Anyway. Got some grant applications to re-read.


The pale cast of thought

October 7, 2007

Discovered a great new blog last week – the AstroStat Slog. It reminded me how Astronomy has some things in common with social science. Pause for spluttering by hard nosed physical scientists. What I have in mind is that its hard to do controlled experiments. You have to let Nature do the experiments for you, and then work out whats going on. This causes all sorts of problems, but in particular you often need to be good at statistics, to stop yourself being a sucker for all those fascinating flukes.

Even worse, often you don’t even know the underlying probability distributions of your variables. Assuming everything is a Gaussian is a dangerous mistake. Cue non-parametric statistics. Years back in the 80s chum Martin turned me on to the Mann-Whitney U-test, the Spearman rank correlation co-efficient, and other delights. I was hooked. Martin’s secret weapon was a book called “Non parametric statistics for behavioural scientists” by Sidney Siegel. It was full of arcane secrets but still written in plain English. Impressive. An updated version with John Castellan is available.

Why is doing statistical analysis so addictively satisfying ? I see it as a kind of merger of thought and action.

As an Experimental Scientist, you need to think hard and slow; to be absurdly rigorous and avoid the traps set by sloppy thought; to root out the assumptions you didn’t realise you were making; to experiment and test in a carefully controlled manner, and conclude only when you are sure. Don’t jump in. Stop, Think, Test.

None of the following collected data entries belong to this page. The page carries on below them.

PR #2518, opened 2025-12-22
Include ruff as part of the tooling

### LINKED ISSUE #2513: Add ruff as part of the tooling

During #2488, `ruff` was used for helping coming up with bumping the codebase to Python 3.10. It is a popular tool for linting in Python-land, convenient, and is [already used](https://github.com/Qiskit/qiskit/blob/main/CONTRIBUTING.md#style-and-lint) in experimental capacity by Qiskit since a couple of years ago.

This issue is about adding `ruff` to the project, alongside the existing tools:
* ideally, using the same version as Qiskit, for easier aligning
* starting with a minimal ruleset (rules that homogenize on Python 3.10, provide convenience)
* evaluate adopting Qiskit ruleset

The goal is to ease having a maintainable codebase, with minimal impact in performance.

**Acceptance criteria**

`ruff` is added to the list of dev dependencies, and can be invoked by developers and CI.

diego-plan9:
### Summary

Introduce `ruff` as an additional linter, in order to cover some more checks (and automated fixes) with minimal performance hit:
* the ruleset is a combination of Qiskit and samplomatic, tuned to this project
* changes are a result of the `--fix` option, except for hand-introduced `noqa` entries
* invocation is part of the `make lint` target

### Details and comments
Fixes #2513

### DIFF
--- a/qiskit_ibm_runtime/accounts/account.py
+++ b/qiskit_ibm_runtime/accounts/account.py
@@ -205,7 +205,7 @@ class Account:
         """Assert that the URL is valid."""
         try:
             urlparse(url)
-        except:  # noqa: E722
+        except:  # noqa: E722 bare-except
             raise InvalidAccountError(f"Invalid `url` value. Failed to parse '{url}' as URL.")
 
     @staticmethod
@@ -333,7 +333,7 @@ class CloudAccount(Account):
                     search_cursor=search_cursor,
                     limit=100,
                 ).get_result()
-            except:  # noqa: E722
+            except:  # noqa: E722 bare-except
                 raise InvalidAccountError(
                     "Unable to retrieve instances. "
                     "Please check that you are using a valid API token."
--- a/qiskit_ibm_runtime/fake_provider/fake_provider.py
+++ b/qiskit_ibm_runtime/fake_provider/fake_provider.py
@@ -11,7 +11,7 @@
 # that they have been altered from the originals.
 
 # pylint: disable=wildcard-import,unused-argument
-# ruff: noqa: F405
+# ruff: noqa: F405 undefined-local-with-import-star-usage
 
 """
 Fake provider class that provides access to fake backends.
@@ -20,7 +20,7 @@ Fake provider class that provides access to fake backends.
 from typing import Any
 from qiskit.providers.exceptions import QiskitBackendNotFoundError
 
-from .backends import *  # noqa: F403
+from .backends import *  # noqa: F403 undefined-local-with-import-star
 from .fake_backend import FakeBackendV2
 
 
--- a/qiskit_ibm_runtime/transpiler/passes/scheduling/dynamical_decoupling.py
+++ b/qiskit_ibm_runtime/transpiler/passes/scheduling/dynamical_decoupling.py
@@ -362,7 +362,7 @@ class PadDynamicalDecoupling(BlockBasePadder):
                     if self._target:
                         try:
                             gate_length = self._target[gate.name].get((physical_index,)).duration
-                        except:  # pylint: disable=bare-except # noqa: E722
+                        except:  # pylint: disable=bare-except # noqa: E722 bare-except
                             gate_length = None
                     else:
                         gate_length = self._durations.get(gate, physical_index)


pyproject.toml
```diff
@@ -75,6 +75,33 @@ disallow_untyped_defs = false
...
+    # Rules in alphabetic order
+    "C4",    # flake8-comprehensions
+    "E",     # pycodestyle
+    "F",     # pyflake
+    "G",     # flake8-logging-format
+    "T10",   # flake8-debugger
+    "UP",    # pyupgrade
+]
+ignore = [
+    "E501",  # line-too-long: black handles line length
```
diego-plan9, line 93: This is as currently there are a number of docstrings, strings and similar above the 100 char limit. As `black` does a good job of handling these, I resorted to ignoring this rule

pyproject.toml
```diff
@@ -75,6 +75,33 @@ disallow_untyped_defs = false
...
+    "UP032", # f-string: requires manual revision of non f-string formatting
```
diego-plan9, line 94: Potentially this could be enabled, but requires a bit more manual work to ensure the changes do not hit log lines or similar cases. So I resorted to ignoring / deferring

pyproject.toml
```diff
@@ -75,6 +75,33 @@ disallow_untyped_defs = false
...
+
+[tool.ruff.lint]
+select = [
+    # Rules in alphabetic order
+    "C4",    # flake8-comprehensions
+    "E",     # pycodestyle
+    "F",     # pyflake
+    "G",     # flake8-logging-format
+    "T10",   # flake8-debugger
+    "UP",    # pyupgrade
```
diego-plan9, line 90: From [Qiskit](https://github.com/Qiskit/qiskit/blob/main/pyproject.toml#L223-L234):
* `EXE` - removed as we don't have scripts (other than the ones in `tools/`)
* `F*`- generalized to `F`

From [samplomatic](https://github.com/Qiskit/samplomatic/blob/main/pyproject.toml#L71-L79):
* `F`, `E`, `UP`- adopted
* `D`, `SLF` - removed as requires too many changes
* `I` - I would love to have it, but requires fine tuning of the imports (cyclic, redefined, etc)

pyproject.toml
```diff
@@ -142,6 +169,7 @@ common = [
     "nbconvert>=5.3.1",
     "qiskit-aer>=0.17.0",
     "black~=24.1",
+    "ruff~=0.14.10",
```
diego-plan9, line 172: The original plan was to stick to the version used in `Qiskit`, but it is quite stale.

pyproject.toml
yaelbh: I don't understand. If `black` handles these cases well, then how comes they currently exist? `black` does not handle strings, as you say.

qiskit_ibm_runtime/accounts/account.py
```diff
@@ -205,7 +205,7 @@ def _assert_valid_url(url: str) -> None:
         """Assert that the URL is valid."""
         try:
             urlparse(url)
-        except:
+        except:  # noqa: E722
```
yaelbh: It can be nice to write a add a few words after the error code, so a developer knows immediately what's to be ignored by ruff

qiskit_ibm_runtime/accounts/management.py
```diff
@@ -122,12 +122,12 @@ def _matching_default(account_name: str) -> bool:
...
-        all_account_objects = map(
-            lambda kv: (
+        all_account_objects = (
+            (
                 kv[0],
                 Account.from_saved_format(kv[1]),
-            ),
-            filter_legacy_accounts_dict.items(),
+            )
+            for kv in filter_legacy_accounts_dict.items()
```
yaelbh, line 130: Are the diffs in this file automatic fixes by ruff?

qiskit_ibm_runtime/accounts/storage.py
```diff
@@ -27,7 +27,7 @@ def save_config(
     logger.debug("Save configuration data for '%s' in '%s'", name, filename)
     _ensure_file_exists(filename)
 
-    with open(filename, mode="r", encoding="utf-8") as json_in:
+    with open(filename, encoding="utf-8") as json_in:
```
yaelbh, line 30: Why does ruff bother to make the effort to make such a change? It was even more readable before

test/unit/test_data_serialization.py
```diff
@@ -241,9 +241,8 @@ def test_decoder_import(self):
                 cmd = ["python", temp_fp.name, encoded]
                 proc = subprocess.run(
                     cmd,
-                    stdout=subprocess.PIPE,
-                    stderr=subprocess.PIPE,
-                    universal_newlines=True,
+                    capture_output=True,
+                    text=True,
```
yaelbh, line 245: What a strange diff, what's going on here?

test/unit/test_job_retrieval.py
```diff
@@ -82,8 +81,6 @@ def test_jobs_skip(self, service):
     @run_cloud_fake
     def test_backend_instance_warnings(self, service):
         """Test backend instance warnings do not appear."""
-        if sys.version_info < (3, 10):
-            self.skipTest("assertNoLogs is not supported")
```
yaelbh, line 86: Is this a case that we know for sure to be unreachable?

qiskit_ibm_runtime/accounts/storage.py
diego-plan9: https://docs.astral.sh/ruff/rules/redundant-open-modes/

qiskit_ibm_runtime/accounts/management.py
diego-plan9: Yes, all the changes in the PR are automatic fixes (the individual commits point to which rules were applied).

This change in particular comes from https://docs.astral.sh/ruff/rules/#flake8-comprehensions-c4, which are mostly aimed at performance / simplification.

qiskit_ibm_runtime/accounts/storage.py
yaelbh: Do you see what's the confusion that they're trying to avoid? And why does this confusion occur specifically with open modes, and not every time that some function parameter is set to its default value? Anyway if that's ruff's decision then let it be.

test/unit/test_data_serialization.py
diego-plan9: This was colorful indeed - it is https://docs.astral.sh/ruff/rules/replace-stdout-stderr/

test/unit/test_job_retrieval.py
diego-plan9: Yes, this probably should have been included around https://github.com/Qiskit/qiskit-ibm-runtime/pull/2439. Since that PR, we no longer support Python lower than 3.10 - so we cannot hit those `ifs`.

qiskit_ibm_runtime/accounts/storage.py
diego-plan9: I _guess_ the rule takes an assumption that `open` is such a widespread call, that developers assuming that "read" is the default mode makes sense. In general, I'm aiming for a "fire and forget" approach, where we rely on the ruff developers making sensible decisions most of the time, so we can just run `ruff ... --fix` for as many things as possible.

pyproject.toml
diego-plan9: `black`  enforces the line length to be 100 (as per [this](https://github.com/Qiskit/qiskit-ibm-runtime/blob/main/pyproject.toml#L6)), but allows for comments and docstrings to go over the limit. `E501` enforces it also for comments and docstrings, so enabling it yields a relative large of errors on those lines.

yaelbh: I see. I didn't understand the original comment, I understand now.

qiskit_ibm_runtime/accounts/account.py
diego-plan9: Revised at 8d2a811.

I think we can just count on some developer diligence (ie. just checking in ruff rules for the code if they need to revisit an offending line for some reason), but since these are the first introduction of `noqa` in the codebase, let's give it a try and re-evaluate after a while.

diego-plan9:
> We should also use only ruff, there's no reason to spend time with two linters. Not in this PR of course.

I like that thought actually - `pylint` is more strict, but `ruff` supports a subset (plus has more rulesets that can be enabled and might match the desires). Part of a longer conversation indeed!

PR #2521, opened 2025-12-23
Include check for rx gates for fractional gates support

### LINKED ISSUE #2520: QiskitRuntimeService should also check for rx in the backend basis when fractional gates=True
**Describe the bug**

`QiskitRuntimeService` should check for both Rx and Rzz gates for backends supporting fractional gates, but only checks for Rzz. 

**Steps to reproduce**

```
backend_name = "ibm_miami"
backend = service.backend(backend_name, use_fractional_gates=True)

```
raises 

`IBMInputValueError: "Backend 'ibm_miami' does not support fractional gates, but use_fractional_gates was set to True."
`
**Expected behavior**

`ibm_miami` supports Rx gate, so it should not raise this error

**Suggested solutions**

Service should also check for Rx gates in the backend basis.

**Additional Information**

- **qiskit-ibm-runtime version**: 0.44

jan-an:
- Fixes #2520  
- `QiskitRuntimeService.backend` also checks for `Rx` gates in the backend basis when setting `use_fractional_gates=True` for input validation ([commit](https://github.com/Qiskit/qiskit-ibm-runtime/pull/2521/commits/83050380e9366513127f804ac67fd9a12684117f))
- Test updated ([commit](https://github.com/Qiskit/qiskit-ibm-runtime/pull/2521/commits/b217ec5360891fa115f3b87782f2b8f4e589f3a8))
- Release notes added ([commit](https://github.com/Qiskit/qiskit-ibm-runtime/pull/2521/commits/570a09d1cd776dffbd0bab0f78ee2ce4fd5799ff))


yaelbh (approved):
Thanks @jan-an.
Note that another bug will arise if you run `backend` with `use_fractional_gates=True`, for a backend that has only `rx` and no `rzz`, then afterwards call `backend` again with the same backend name but `use_fractional=False` - a cached configuration will be taken instead of a refreshed one ([this](https://github.com/Qiskit/qiskit-ibm-runtime/blob/cf542856f08a0e035da8cae2363db0cc98782ef2/qiskit_ibm_runtime/qiskit_runtime_service.py#L723) is the line). Similarly, the line before will cause the configuration to be refreshed again and again for repeated calls to `backend` with `use_fractional=True`, this is not a functional bug but a performance one. I'll open an issue about these bugs.

PR #2525, opened 2025-12-25
[executor-preview]  Fix the executor and test it

yaelbh:
Part of #2479.

This PR copies code fixes and tests not-yet-approved from the open PR #2498. I suggest to first review #2498, let me fix here in parallel according to the comments of #2498, and only then review this PR.


qiskit_ibm_runtime/executor.py
```diff
@@ -51,43 +52,11 @@ class Executor:
...
-            self._service = self._session.service
-
-        elif isinstance(mode, IBMBackend):
-            self._backend = mode
-            self._service = self._backend.service
-
-        else:
-            raise ValueError(
-                "A backend or session/batch must be specified, or a session/batch must be open."
-            )
```
SamFerracin, line 80: Is this equal to what's inside `get_mode_service_backend`, or are there differences?

test/unit/test_ibm_primitives_v2.py
```diff
@@ -650,3 +651,46 @@ def _assert_dict_partially_equal(self, dict1, dict2):
             dict_paritally_equal(dict1, dict2),
             f"{dict1} and {dict2} not partially equal.",
         )
+
+
+class TestGetModeServiceBackend(IBMTestCase):
```
SamFerracin, line 656: Should this be in `test_base_primitive.py`?

test/unit/executor/test_executor.py
```diff
@@ -0,0 +1,48 @@
...
+#
+# This code is licensed under the Apache License, Version 2.0. You may
+# obtain a copy of this license in the LICENSE.txt file in the root directory
+# of this source tree or at http://www.apache.org/licenses/LICENSE-2.0.
+#
+# Any modifications or derivative works of this code must retain this
+# copyright notice, and modified files need to carry a notice indicating
+# that they have been altered from the originals.
+
+"""Tests the `NoiseLearnerV3` class."""
```
SamFerracin:
```suggestion
"""Tests the `Executor` class."""
```

test/unit/test_ibm_primitives_v2.py
yaelbh: Yes, because the function that it tests resides in `base_primitive.py`. I tried to move around the functions and its test in several ways, by starting new files, moving to existing utils files, etc. Everything that I did ended in circular imports that required substantial modifications to unresolve, resulting in effort and amount of modifications that were not justified.

qiskit_ibm_runtime/executor.py
yaelbh: There is one difference: if `get_cm_session()` is not `None` and `mode` is `None`, previously there was an error, now it will take the backend from the session.

SamFerracin (approved):

PR #2977, opened 2026-06-29
Add optional `persist` argument to `FakeBackendV2.refresh()` method

### LINKED ISSUE #2976: `refresh()` does not work on system-wide installations
**Describe the bug**
Currently, the `refresh()` method on fake backends tries to modify the config and props file in the site-packages directory. This is already not a good practice (to modify package files at runtime), but it also does not work when the user does not have permissions to do those changes.

**Steps to reproduce**
1. Install Qiskit IBM Runtime in a system path, not a local venv.
2. Import a fake backend with a matching real QPU
3. Use the `refresh()` method

Example:

```python
from qiskit_ibm_runtime.fake_provider import FakeKingston

backend = FakeKingston()
backend.refresh(service)
```

This fails with:

```console
fake_backend.refresh:WARNING:2026-06-29 22:03:42,436: The refreshing of fake_kingston has failed: [Errno 13] Permission denied: '/usr/lib/python3.14/site-packages/qiskit_ibm_runtime/fake_provider/backends/kingston/conf_kingston.json'
```

**Expected behavior**
It should work

**Suggested solutions**
Qiskit IBM Runtime already uses `~/.qiskit` directory to store admin data. Let's use this directory to cache data from backends.

**Additional Information**

- **qiskit-ibm-runtime version**: 0.47.0
- **Python version**: 3.14.6

iyanmv:
### Summary

`FakeBackendV2.refresh()` writes the updated `conf_*.json` / `props_*.json` back into the package's own directory. When the package is installed system-wide that directory is read-only (`PermissionError`), and even when writable it's bad practice to mutate files inside site-packages.

~Instead, let's keep the .json files in the `~/.qiskit` directory which is already used for storing the IBM Quantum platform credentials.~

As suggested [here](https://github.com/Qiskit/qiskit-ibm-runtime/issues/2976#issuecomment-4852615378), the new proposal leaves the default behavior unchanged, i.e., `refresh()` tries to modify the backend json files in site-packages. With ~`use_temp_dir=True`~ `persist=False`, the updated json files are stored in a temp directory. This allows to use this method in installations where the package's files are read-only or the user does not have permissions to modify those files.

### Details and comments

- I tested this change locally and in the Arch Linux package and I didn't have any issues.
- I used `os.path` instead of `pathlib.Path` because this was used elsewhere. If you want I can refactor this using `pathlib`

Fixes #2976

- [x] I used the following tool to generate or modify code: Claude Opus 4.8 for writing the unit tests

### DIFF
--- a/qiskit_ibm_runtime/fake_provider/fake_backend.py
+++ b/qiskit_ibm_runtime/fake_provider/fake_backend.py
@@ -17,6 +17,7 @@ from __future__ import annotations
 import json
 import logging
 import os
+import tempfile
 import warnings
 from typing import TYPE_CHECKING, Any
 
@@ -43,11 +44,6 @@ if TYPE_CHECKING:
     from ..qiskit_runtime_service import QiskitRuntimeService
 
 logger = logging.getLogger(__name__)
-
-# User-writable directory where refreshed fake backend data is cached. Updates are
-# stored here instead of inside the package installation (e.g. ``site-packages``),
-# which is often read-only and should not be modified at runtime.
-_LOCAL_DATA_DIR = os.path.join(os.path.expanduser("~"), ".qiskit", "fake_provider")
 
 
 class FakeBackendV2(BackendV2):
@@ -121,23 +117,8 @@ class FakeBackendV2(BackendV2):
         supported_features = self._conf_dict.get("supported_features") or []
         return "qasm3" in supported_features
 
-    def _local_data_dir(self) -> str:
-        """Return the user-writable directory where refreshed data for this backend is cached."""
-        return os.path.join(_LOCAL_DATA_DIR, self.backend_name)  # type: ignore[arg-type]
-
-    def _resolve_data_path(self, filename: str) -> str:
-        """Return the path to a data file.
-
-        A locally cached copy (written by :meth:`refresh`) in the user's home directory takes
-        precedence over the copy bundled with the package.
-        """
-        local_path = os.path.join(self._local_data_dir(), filename)
-        if os.path.exists(local_path):
-            return local_path
-        return os.path.join(self.dirname, filename)  # type: ignore[arg-type]
-
     def _load_json(self, filename: str) -> dict:
-        with open(self._resolve_data_path(filename)) as f_json:
+        with open(os.path.join(self.dirname, filename)) as f_json:  # type: ignore[arg-type]
             the_json = json.load(f_json)
         return the_json
 
@@ -389,25 +370,40 @@ class FakeBackendV2(BackendV2):
 
         return noise_model
 
-    def refresh(self, service: QiskitRuntimeService, use_fractional_gates: bool = False) -> None:
+    def refresh(
+        self,
+        service: QiskitRuntimeService,
+        use_fractional_gates: bool = False,
+        use_temp_dir: bool = False,
+    ) -> None:
         """Update the data files from its real counterpart.
 
-        This method pulls the latest backend data from its real counterpart and writes it to a
-        user-writable cache directory:
+        This method pulls the latest backend data files from their real counterpart and,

The Busy Executive (or the Neolithic Hunter..) laughs. Pause and you are dead. Sicklied o’er wi’ the pale cast of thought you do not want to be. Sure, you don’t want to be dumb. But over the years, you build up your experience, knowledge, and instinct. It waits inside you, a coiled spring, ready for release when you need a Decision. Even if you have plenty of time, you never have all the information you need. Assemble what you have, run it through your judgement mill, and go for the best bet.

The Astronomer’s instinct is to be just like the experimental scientist but its impossible. You just can’t do the experiments you want. You have to make do with the ragbag of facts Nature has provided. Like the executive you need to take a decision with incomplete information, but you want it to be somehow impartial and rigorous. Well tough. You can’t absolutely and safely decide. You just can’t. But given any possible decision, you CAN say how likely it is you are being fooled. I can’t tell you which horse will win, but I can tell you whether I will accept that wager.

I’d better stop now or I am in danger now of drifting into the sticky morass that is the Frequentist-Bayesian debate.

Once I almost read a paper called “Are probabilities propensities ?” but it was lunchtime so I decided not to.